**Given information:**
PR #533, opened 2015-07-29
Patch signature

benjaminbollen:
[Review on Reviewable](https://reviewable.io/reviews/maidsafe/routing/533)

### DIFF
--- a/src/routing_membrane.rs
+++ b/src/routing_membrane.rs
@@ -503,7 +503,8 @@ impl<F> RoutingMembrane<F> where F: Interface {
         }
 
         // Forward
-        ignore(self.send_swarm_or_parallel_or_relay(&message));
+        ignore(self.send_swarm_or_parallel_or_relay_with_signature(
+            &message, &message_wrap.signature));
 
         let address_in_close_group_range =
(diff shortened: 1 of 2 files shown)


maidsafe-highfive:
r? @inetic

benjaminbollen:
patch ready for review

src/routing_membrane.rs
```diff
@@ -502,7 +496,8 @@ impl<F> RoutingMembrane<F> where F: Interface {
         }
 
         // Forward
-        ignore(self.send_swarm_or_parallel_or_relay(&message));
+        ignore(self.send_swarm_or_parallel_or_relay_with_signature(
+            &message, message_wrap.signature().clone()));
```
inetic: Could this new `send_swarm_or_parallel_or_relay_with_signature` function just take `SignedMessage` as argument? In this case the `message_wrap` variable.

benjaminbollen: I went for this approach - fully in agreement it is not the most elegant - as it is clear, correct and consistent with the approach where no destination is passed into the send_* function (from handlers side) as to make the destination always read from the RoutingMessage;

equally taking into account that no additional unwrapping of the RoutingMessage needs to occur.

PR #534, opened 2015-07-29
Block bootstrap fn until IAm msg arrives

inetic:
So that client can start sending/receiving messages right after
bootstrap fn returns. Also renames 'run_one' fn to 'poll_one' to
be use consistent terminology with boost asio.

[Review on Reviewable](https://reviewable.io/reviews/maidsafe/routing/534)


maidsafe-highfive:
r? @benjaminbollen

benjaminbollen:
looks good to me

PR #548, opened 2015-07-30
Remove bootstrap connections which were not used

inetic:
[Review on Reviewable](https://reviewable.io/reviews/maidsafe/routing/548)


maidsafe-highfive:
r? @benjaminbollen

benjaminbollen:
looks good to me;

peter is addressing a final concern to ensure we use the endpoint that gave us the PutPublicIdResponse, as an additional cleanup;

PR #1148, opened 2016-10-06
feat/structured_data: support deletion

maqi:


maidsafe-highfive:
r? @afck

src/structured_data.rs
```diff
@@ -96,6 +96,32 @@ impl StructuredData {
         DataIdentifier::Structured(self.name, self.type_tag)
     }
 
+    /// Delete self
+    pub fn delete_self_against_successor(&mut self,
```
afck: Maybe `delete_if_valid_successor` would make more sense as a name.

src/structured_data.rs
```diff
@@ -96,6 +96,32 @@ impl StructuredData {
...
+                                         other: &StructuredData)
+                                         -> Result<(), RoutingError> {
+        if !(other.data.is_empty() && other.current_owner_keys.is_empty()) {
+            return Err(RoutingError::UnknownMessageType);
+        }
+        match self.validate_self_against_successor(other) {
```
afck: Maybe just `try!(self.validate...)`. Then no `match` is needed.

ustulation:
Merged into https://github.com/maidsafe/routing/pull/1149

PR #1149, opened 2016-10-06
Integrate with latest utilities and crust

ustulation:


maidsafe-highfive:
r? @afck

PR #1153, opened 2016-10-12
refactor/all: implements remaining parts of disjoint group logic

Fraser999:
This completes the initial integration of the disjoint group routing table into the remainder of
the production code.  Tests and examples still need to be updated/implemented.

### DIFF
--- a/src/states/node.rs
+++ b/src/states/node.rs
@@ -867,16 +867,17 @@ impl Node {
                        error);
                 self.disconnect_peer(&peer_id);
             }
-            Ok(split_prefix) => {
+            Ok(should_split) => {
                 info!("{:?} Added {:?} to routing table.", self, public_id.name());
                 if self.peer_mgr.routing_table().len() == 1 {
                     self.send_event(Event::Connected);
                 }
 
-                if let Some(prefix) = split_prefix {
+                if should_split {
                     // None of the `peers_to_drop` will have been in our group, so no need to notify
                     // Routing user about them.
-                    let peers_to_drop = self.peer_mgr.split_group(prefix);
+                    let our_group_prefix = *self.peer_mgr.routing_table().our_group_prefix();
+                    let peers_to_drop = self.peer_mgr.split_group(our_group_prefix);
                     let our_new_prefix = *self.peer_mgr.routing_table().our_group_prefix();
                     if let Err(err) = self.event_sender.send(Event::GroupSplit(our_new_prefix)) {
                         error!("{:?} Error sending event to routing user - {:?}", self, err);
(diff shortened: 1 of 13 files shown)


maidsafe-highfive:
r? @afck

src/states/node.rs
```diff
@@ -1654,6 +1736,64 @@ impl Node {
...
 
+    fn send_own_group_merge(&mut self,
+                            targets: Vec<XorName>,
+                            merge_details: OwnMergeDetails<XorName>,
+                            src: Authority) {
+        for target in &targets {
+            let (connected, needed): (Vec<_>, Vec<_>) = merge_details.groups
+                .clone()
+                .into_iter()
+                .partition(|&(prefix, _)| merge_details.prefix.is_compatible(&prefix));
```
afck: I don't understand this partition: The recipient is not necessarily already connected to everyone in a group compatible with `merge_details.prefix`: E.g. if `00` is merging with the four `01??` groups, `0100` and `0111` won't be connected yet.

On the other hand, the recipient may well already be connected to groups that are not selected here: E.g. `0100` will be connected to `1`, if it exists.

But wouldn't it be easier anyway to only make that distinction on the side of the recipient? The sender could just send every new group member the same information, and they could check for themselves whom they are already connected to?

Also, I think the recipient will need to send another `OwnGroupMerge` to everyone else in the group, because they might know a neighbouring group that the other constituent groups don't know yet. (Or do we currently rely on the `OtherGroupMerge` handling for that?)

Fraser999: I agree with your first point - good catch.  I had been thinking all groups falling under the merged prefix would be fully interconnected, and was trying to save some bandwidth.  I think this would be a valid optimisation if instead of `merge_details.prefix.is_compatible(&prefix)` we did `<target's prefix>.is_compatible(&prefix)`, but I'll just take the approach you suggest and pass the full list of `PublicId`s to each target.

I'm not sure about the second point.  Won't the group triggering the merge always be connected to all the neighbouring groups falling under the new merged prefix?  Any groups outside the new prefix will be handled by the `OtherGroupMerge`s.

afck: I think for that optimisation we should rather check whether `<target's prefix>.is_neighbour(&prefix)` - in that case, it will already be connected.

I don't think the merging group already has all connections. In my example above, `00` won't be connected to `11`, but `0100` is already connected to that, and the new group `0` will need to be.

Fraser999: Yes, I did indeed mean `is_neighbour()`, not `is_compatible()`!

As for the second point, after discussion in Slack the outcome is that I plan to fix this in a separate PR as it involves non-trivial changes to the `RoutingTable`.

The approach will be the recipients of an `OwnGroupMerge` message call a new RT function `prepare_merge(OwnMergeDetails) -> OwnMergeDetails` and send this info to all of the merging groups.  On receipt, these nodes then call `RT::merge_own_group()` which is changed to have an optional return.  This will accumulate the incoming details, returning `None` each time until all expected groups have provided info, at which point it will return `Some` with the required `OtherGroupDetails` as now.

PR #1154, opened 2016-10-12
Routing table tests

dhardy:


maidsafe-highfive:

src/routing_table/mod.rs
```diff
@@ -259,8 +260,8 @@ impl<T: Binary + Clone + Copy + Debug + Default + Hash + Xorable> RoutingTable<T
         }
     }
 
-    pub fn our_name(&self) -> &T {
-        &self.our_name
+    pub fn our_name(&self) -> T {
+        self.our_name
```
afck: I think it makes sense to return a reference and avoid copying the name.

dhardy: But `name` is a `u32`, `u256` or similar? Surely it's cheaper to copy than reference?

afck: Outside the tests it's a `[u8; 32]`, which is larger than a reference. Not sure how the overhead of dereferencing itself compares to that, though, but I'd stick to the rule of thumb of using references for anything but primitive types.

src/routing_table/mod.rs
```diff
@@ -300,9 +301,10 @@ impl<T: Binary + Clone + Copy + Debug + Default + Hash + Xorable> RoutingTable<T
 
     pub fn is_in_our_group(&self, name: &T) -> bool {
         if self.our_group_prefix.matches(name) {
-            return unwrap!(self.groups.get(&self.our_group_prefix)).contains(name);
+            unwrap!(self.groups.get(&self.our_group_prefix)).contains(name)
```
Fraser999: I'm not sure I see the point in this - we have no official policy, but I normally favour an early `return` over an `else` block.  Should we maybe establish a guideline so we don't end up playing ping-pong over lines like these?

afck: Instead of a _long_ `else` block, I'd also prefer an early `return`, but in this case I don't feel strongly about it. Happy to follow a guideline, if we can agree on one. :-D

dhardy: @Fraser999 I agree about early return when there's much code coming afterwards, but here it seemed simpler. A bit pointless change really though :/

Fraser999: Yeah - I'm happy with whatever.  I guess I'm more concerned with consistency, and _always_ favouring early returns is an easy rule to describe and apply, but I don't feel strongly either.  We could either go for that, or what about we leave it up to the author to decide for short `else` blocks, but don't change existing code to suit our own preference?

PR #1155, opened 2016-10-13
chore/style: fix Clippy lints

afck:


maidsafe-highfive:

src/message_filter.rs
```diff
@@ -18,11 +18,13 @@
 #[cfg(test)]
 extern crate rand;
 
+#[cfg_attr(feature="clippy", allow(useless_attribute))]
```
Fraser999: I normally add a todo if I'm temporarily disabling a lint (e.g. https://github.com/Fraser999/routing/blob/leave_merge/src/message_filter.rs#L23-L24)

afck: Done.

PR #1156, opened 2016-10-13
fix/rustfmt: workaround bug

dhardy:
https://github.com/rust-lang-nursery/rustfmt/issues/1184


maidsafe-highfive:
r? @afck

PR #1157, opened 2016-10-13
Make split order deterministic

dhardy:
Partly Andreas's work. Last commit may be pointless?

### DIFF
--- a/src/routing_table/prefix.rs
+++ b/src/routing_table/prefix.rs
@@ -31,7 +31,7 @@ pub struct Prefix<T: Clone + Copy + Default + Binary + Xorable> {
 }
 
 impl<T: Clone + Copy + Default + Binary + Xorable> Prefix<T> {
-    /// Constructor.
+    /// Creates a new `Prefix` with the first `bit_count` bits of `name`.
     pub fn new(bit_count: usize, name: T) -> Prefix<T> {
         Prefix {
             bit_count: bit_count,
@@ -39,6 +39,7 @@ impl<T: Clone + Copy + Default + Binary + Xorable> Prefix<T> {
         }
     }
 
+    //TODO: remove
     /// Return a copy of `self` with the `bit_count` increased by one and update `self` by also
     /// increasing the `bit_count` by one and flipping bit at the old `bit_count`.
     ///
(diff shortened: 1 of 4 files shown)


maidsafe-highfive:
r? @afck

src/routing_table/prefix.rs
```diff
@@ -28,37 +28,37 @@ pub struct Prefix<T: Clone + Copy + Default + Binary + Xorable> {
     bit_count: usize,
     name: T,
 }
+//TODO: insignificant bits should all be zero!
```
afck: Isn't that already done in line 39?

src/routing_table/prefix.rs
```diff
@@ -94,9 +94,25 @@ impl<T: Clone + Copy + Default + Binary + Xorable> Prefix<T> {
     }
 
     /// Compares the distance of `self` and `other` to `target`. Returns `Less` if `self` is closer,
-    /// `Greater` if `other` is closer, and `Equal` if `self.name == other.name`.
+    /// `Greater` if `other` is closer, and compares the prefix directly if of equal distance
+    /// (this is to make sorting deterministic).
     pub fn cmp_distance(&self, other: &Self, target: &T) -> Ordering {
-        target.cmp_distance(&self.name, &other.name)
+        if self.is_compatible(&other) {
+            Ord::cmp(&self.name, &other.name)
```
afck: Or `bit_count` instead of `name`? Then it wouldn't depend on the canonical name and different prefixes would be guaranteed to not return `Equal` here: Currently `000` and `00` are still considered equal.

src/routing_table/xorable.rs
```diff
@@ -119,6 +141,24 @@ macro_rules! impl_xorable_for_array {
...
                 debug_format(self.binary())
             }
+            
+            fn set_remaining(mut self, n: usize, val: bool) -> Self {
+                let bits = mem::size_of::<$t>() * 8;
+                for i in 0..$l {
+                    if n <= i*bits {
+                        self[i] = if val { !0 } else { 0 };
+                    } else if n < (i+1) * bits {
+                        let mask = !0 >> (n - i*bits);
```
afck: Please run rustfmt: this should probably be `i * bits`.

src/routing_table/xorable.rs
```diff
@@ -44,18 +44,27 @@ pub trait Xorable: Ord {
     /// Returns a copy of `self`, with the `index`-th bit flipped.
     ///
     /// If `index` exceeds the number of bits in `self`, an unmodified copy of `self` is returned.
-    fn with_flipped_bit(&self, i: usize) -> Self;
+    fn with_flipped_bit(self, i: usize) -> Self;
+
+    /// Returns a copy of `self`, with the `index`-th bit flipped.
+    ///
+    /// If `index` exceeds the number of bits in `self`, an unmodified copy of `self` is returned.
+    fn with_bit(self, i: usize, bit: bool) -> Self;
```
afck: Ah, right! That was my fault! :grimacing:

src/routing_table/prefix.rs
dhardy: In a commit after this, yes. I like to write TODO messages for future changes.

src/routing_table/xorable.rs
dhardy: I did set it up as a pre-commit hook...

PR #1158, opened 2016-10-14
chore/examples: re-enable examples

maqi:


maidsafe-highfive:
r? @afck

.travis.yml
```diff
@@ -23,10 +23,10 @@ cache:
...
 script:
   - curl -sSL https://github.com/maidsafe/QA/raw/master/Bash%20Scripts/Travis/build_and_run_tests.sh | bash
-#  - cd $TRAVIS_BUILD_DIR && cargo build --example ci_test
-#  - cd $TRAVIS_BUILD_DIR && cargo build --example key_value_store
-#  - cd $TRAVIS_BUILD_DIR && cargo run --release --example ci_test > output.log
-#  - cat output.log
+  - cd $TRAVIS_BUILD_DIR && cargo build --example ci_test
+  - cd $TRAVIS_BUILD_DIR && cargo build --example key_value_store
+  - cd $TRAVIS_BUILD_DIR && cargo run --release --example ci_test > output.log
+  - cat output.log
```
afck: Those last two lines had already been disabled before. Let's only re-enable the first two (building) and not run the ci_test on Travis for now.

appveyor.yml
```diff
@@ -30,6 +30,6 @@ build_script:
 
 test_script:
   - ps: . ".\Run Tests.ps1"
-        # cd $env:APPVEYOR_BUILD_FOLDER
-        # cargo run --release --example ci_test > output.log
-        # type output.log
+        cd $env:APPVEYOR_BUILD_FOLDER
+        cargo run --release --example ci_test > output.log
+        type output.log
```
afck: Let's keep these three disabled, too. It's only about building for now, and doing that on Travis should suffice.

examples/utils/example_client.rs
```diff
@@ -63,20 +63,19 @@ impl ExampleClient {
...
             }
         }
 
-        ExampleClient {
+        Some(ExampleClient {
             routing_client: routing_client,
             receiver: receiver,
             full_id: full_id,
-        }
+        })
```
afck: Are those changes (returning an option everywhere) related to the disjoint groups implementation?
Otherwise I'd not do that now.

examples/key_value_store.rs
```diff
@@ -49,7 +49,6 @@ extern crate maidsafe_utilities;
 #[macro_use]
 extern crate unwrap;
 extern crate docopt;
-extern crate kademlia_routing_table;
```
afck: This can probably also be removed from Cargo.toml now.

examples/utils/example_client.rs
maqi: those option just to avoid hanging when execute the examples
if ci scripts only checks the compilation, will be ok to change back.

examples/key_value_store.rs
afck: Ah, you're right, sorry. :+1:

examples/utils/example_client.rs
afck: Yes, let's only change what's necessary to make it compile for now.

PR #1159, opened 2016-10-14
Data size validations

ustulation:


maidsafe-highfive:
r? @afck

PR #1160, opened 2016-10-17
feat/data: add NO_OWNER_PUB_KEY to make data effectively immutable

afck:


maidsafe-highfive:

src/structured_data.rs
```diff
@@ -166,10 +166,8 @@ impl StructuredData {
         let data = try!(self.data_to_sign());
         // Count valid previous_owner_signatures and refuse if quantity is not enough
 
-        let check_all_keys = |&sig| {
-            owner_keys.iter()
-                .any(|pub_key| sign::verify_detached(&sig, &data, pub_key))
-        };
+        let check_all_keys =
+            |&sig| owner_keys.iter().any(|pub_key| verify_detached(&sig, &data, pub_key));
```
ustulation: Can this not fail for NO_OWNER_PUB_KEY and still pass overall because 1/2 the vote was ok - or do vaults do something special ?

afck: Yes, but isn't that expected behaviour? Wouldn't it rather be surprising if four valid signatures don't suffice because the fifth one is `NO_OWNER_PUB_KEY`?
I assumed the idea was that to permanently lock a chunk, the user would make this one the only owner.

afck: I added a check to prevent other owners together with that one, as discussed.

PR #1161, opened 2016-10-17
RT test

dhardy:


maidsafe-highfive:
r? @afck

src/routing_table/mod.rs
```diff
@@ -694,4 +701,132 @@ mod tests {
...
+                    assert!(table.iter().any(|u| *u == new_name));
+                    // skip
+                }
+                Err(Error::PeerNameUnsuitable) => {
+                    assert!(table.groups.keys().all(|p| !p.matches(&new_name)));
+                    // We should get a few of these. Save one for tests, but otherwise ignore.
+                    unknown_distant_name = Some(new_name);
+                }
+                Err(_) => {
+                    assert!(false); // no other errors should be possible
```
afck: Maybe just `panic!` and print the unexpected error in the panic message.

src/routing_table/mod.rs
```diff
@@ -694,4 +701,132 @@ mod tests {
...
+    #[test]
+    fn test_routing_groups() {
+        // Use replicable random numbers to initialse a table:
+        use rand::{Rng, SeedableRng, XorShiftRng};
+        let mut rng: XorShiftRng = SeedableRng::from_seed([1315, 30, 61894, 315]);
+        let our_name = rng.next_u32();
+        let mut table = RoutingTable::new(our_name, 8);
+        let mut unknown_distant_name = None;
+
+        for _ in 0..1000 {
```
afck: How long does this test take? Let's just make sure to not hold up the CI tests even more. But probably it's negligible, compared to the mock crust tests?

src/routing_table/mod.rs
```diff
@@ -694,4 +701,132 @@ mod tests {
...
+                    let min_size = table.min_split_size();
+                    if new_group_size >= min_size && group_len - new_group_size >= min_size {
+                        let _ = table.split(group_prefix);  // do the split
+                    }
+                }
+            }
+        }
+
+        let unknown_close_name;
+        loop {
```
afck: Ah yes, if only we'd have https://github.com/rust-lang/rfcs/issues/961 already. :-D

src/routing_table/mod.rs
```diff
@@ -694,4 +701,132 @@ mod tests {
...
+                    break;
+                }
+            }
+        }
+
+        let unknown_distant_name = unwrap!(unknown_distant_name);
+        // These numbers depend on distribution of names
+        let num_known_nodes = 114;
+        let num_groups = 9;
+        let len_our_group = 13;
```
afck: I wonder whether instead of a fixed seed, we shouldn't compute these numbers in the above iteration instead? (And possibly loop until `unknown_distant_name.is_some()`.
Or not assert them at all, but just bounds for them (e.g. we know that our own group must have at least `min_group_size` members, etc.).

src/routing_table/mod.rs
```diff
@@ -694,4 +701,132 @@ mod tests {
...
+                    };
+                    let min_size = table.min_split_size();
+                    if new_group_size >= min_size && group_len - new_group_size >= min_size {
+                        let _ = table.split(group_prefix);  // do the split
+                    }
+                }
+            }
+        }
+
+        let unknown_close_name;
```
afck: Maybe this shouldn't be called `close`, as it's explicitly not in our own group, whereas `close_name` below is.
Maybe `unknown_neighbouring_name`? :grimacing:

src/routing_table/mod.rs
dhardy: `assert!(false)` will give the line number which is enough... but yes, `panic` is probably the correct way to do this.

src/routing_table/mod.rs
dhardy: It's actually a pattern I wasn't aware of before that RFC ;)

src/routing_table/mod.rs
dhardy: I prefer a fixed seed because it's deterministic, and because it forces someone to review this test should the group splitting rules change.

I'm now adding an `invariant` function to check min group size and a few other bits.

src/routing_table/mod.rs
dhardy: Good point.

dhardy:
Next up, after this gets merged: https://github.com/dhardy/routing/commit/24871c7137f3f4c8ff647e0948cef8b15e0f59ca

PR #1162, opened 2016-10-17
chore/test: quick test for churn_test

maqi:


maidsafe-highfive:
r? @afck

src/core_tests.rs
```diff
@@ -43,6 +43,16 @@ use xor_name::XorName;
 // Poll one event per node. Otherwise, all events in a single node are polled before moving on.
 const BALANCED_POLLING: bool = true;
 
+// Toggle iterations for full or quick test according to env_var
+fn iterations() -> usize {
```
dhardy: Quite generic a name to be tied to one specific test. Why not inline in the test or make it return a bool ("do full test")?

maqi: it was thought there will be many tests using it, but turned out there is only one :(
anyway, seems this option doesn't bring down the ci execution time much,
so will just close this PR

PR #2400, opened 2021-04-05
feat: nodes using different ages

maqi:
genesis node use age of 255
nodes of first section use age randomized between 6 and 100
later on node has to be age of 5

### DIFF
--- a/src/routing/bootstrap.rs
+++ b/src/routing/bootstrap.rs
@@ -610,7 +610,7 @@ mod tests {
     use super::*;
     use crate::{
         agreement::test_utils::*, routing::tests::SecretKeySet, section::test_utils::*,
-        section::MemberInfo, ELDER_SIZE, MIN_AGE,
+        section::MemberInfo, ELDER_SIZE, MIN_ADULT_AGE, MIN_AGE,
     };
     use anyhow::{anyhow, Error, Result};
     use assert_matches::assert_matches;
@@ -636,7 +636,7 @@ mod tests {
         let sk = sk_set.secret_key();
         let pk = sk.public_key();
 
-        // Node in first section has to have an age higher than MIN_AGE + 1
+        // Node in first section has to have an age higher than MIN_ADULT_AGE
         // Otherwise during the bootstrap process, node will change its id and age.
         let node_age = MIN_AGE + 2;
         let node = Node::new(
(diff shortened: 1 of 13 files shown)


src/routing/bootstrap.rs
```diff
@@ -123,6 +124,19 @@ impl<'a> State<'a> {
             .bootstrap(bootstrap_addrs, relocate_details.as_ref())
             .await?;
 
+        // For the first section, using age random among 6 - 100 to avoid relocating too many nodes
+        // at the same time.
+        if prefix == Prefix::default() {
```
Yoga07, line 129: Can this be prefix.is_empty()?

src/routing/bootstrap.rs
```diff
@@ -123,6 +124,19 @@ impl<'a> State<'a> {
...
+            let age: u8 = (6..100)
+                .choose(&mut rand::thread_rng())
+                .unwrap_or_else(|| 100);
+            let new_keypair = crypto::gen_keypair(&Prefix::default().range_inclusive(), age);
+            let new_name = crypto::name(&new_keypair.public);
+
+            info!("Changing name to {}", new_name);
```
dirvine, line 136: Should be setting name, not changing name IMO

dirvine (dismissed):

src/routing/core.rs
```diff
@@ -1260,6 +1260,29 @@ impl Core {
...
+                debug!(
+                    "Ignoring JoinRequest from {} - first-section node having wrong age {:?}",
+                    peer,
+                    peer.age(),
+                );
+                return Ok(vec![]);
+            } else {
+                age = peer.age();
+            }
+        } else if peer.age() != MIN_AGE + 1 {
```
Yoga07, line 1277: Can this be a case? New nodes with `age=MIN_AGE+1` can join after startup no?

maqi: After section split, new node `can only` join with age of MIN_AGE+1.
But this reminds me the relocated node shall be the exception.
I will push a fix commit to fix this.

dirvine: Best to identify Infant here as age=4 or joining infant as age = 5 and use that const. That way we keep code simple to read.

maqi: changed to use the const of MIN_ADULT_AGE

Yoga07 (approved):

PR #2421, opened 2021-04-14
Use separate endpoint to test reachability

lionel1704:
Using the same endpoint to check reachability will result in a false positive even when a node is not externally reachable. This fixes this by keeping a separate endpoint to verify external reachability of new peers.
﻿

### DIFF
--- a/src/routing/comm.rs
+++ b/src/routing/comm.rs
@@ -23,8 +23,6 @@ use tokio::{sync::mpsc, task};
 pub(crate) struct Comm {
     _quic_p2p: QuicP2p,
     endpoint: Endpoint,
-    // Additional endpoint used to check if peers are externally reachable
-    connectivity_endpoint: Endpoint,
     // Sender for connection events. Kept here so we can clone it and pass it to the incoming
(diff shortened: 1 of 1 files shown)


Yoga07 (dismissed):

Yoga07 (approved):

src/routing/comm.rs
```diff
@@ -123,7 +141,7 @@ impl Comm {
 
     /// Tests whether the peer is reachable.
     pub async fn is_reachable(&self, peer: &SocketAddr) -> Result<(), SendError> {
-        self.endpoint
+        self.connectivity_endpoint
```
maqi, line 144: just to confirm that this means we have to carry this `test only endpoint` along the whole life.
though qp2p/quinn may take care of the idle issue, still a waste for some underneath keep-alive resources.
shall we instead here create a temp endpoint to test ? i.e. discard after the test immediately ?

lionel1704: Yeah that is the other option. Let's discuss this on Slack with the team.

maqi (dismissed):

Yoga07 (approved):

PR #2432, opened 2021-04-21
feat(api): add new API for an Elder node to propose that a node has gone offline

lionel1704:


src/routing/core.rs
```diff
@@ -491,7 +491,7 @@ impl Core {
         self.propose_offline(name)
     }
 
-    fn propose_offline(&self, name: XorName) -> Result<Vec<Command>> {
+    pub fn propose_offline(&self, name: XorName) -> Result<Vec<Command>> {
```
maqi, line 494: this will actually cause an error when a non-elder calls it.
better have a safe-guard that only `elder` makes such call.
also, the commit/PR title better to be : new API for elder sn_node to propose a node has gone offline

maqi (approved):

PR #2458, opened 2021-04-27
fix: only send to client directly when it belongs to self section

maqi:


src/routing/core.rs
```diff
@@ -1099,8 +1100,10 @@ impl Core {
                 }
             };
             if recipients.is_empty() {
+                trace!("cannot routing user message {:?}", msg);
```
Yoga07, line 1103:
```suggestion
                trace!("Cannot route user message, recipient list empty: {:?}", msg);
```

src/routing/mod.rs
```diff
@@ -357,24 +357,38 @@ impl Routing {
...
-                .lock()
-                .await
-                .get_socket_addr(socket_id)
-                .copied();
-
-            if let Some(socket_addr) = socket_addr {
-                return self
-                    .send_message_to_client(socket_addr, ClientMessage::from(content)?)
-                    .await;
+            let name = if let Some(pub_key) = public_key.ed25519() {
```
Yoga07, line 360:
```suggestion
            let name =XorName::from(public_key)
```
As the client can have any type of Keypair(BLS/Ed). And we do have a `From` implemented for `sn_data_types::PublicKey` [here](https://github.com/maidsafe/sn_data_types/blob/095e22eb36b381a01397bb7708878d0d56582974/src/keys/public_key.rs#L177).

Yoga07 (approved):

**Your goal:** Note each line of the material holding "changes" and copy it out.

**The answer:**
As for the second point, after discussion in Slack the outcome is that I plan to fix this in a separate PR as it involves non-trivial changes to the `RoutingTable`.
dhardy: In a commit after this, yes. I like to write TODO messages for future changes.
afck: Are those changes (returning an option everywhere) related to the disjoint groups implementation?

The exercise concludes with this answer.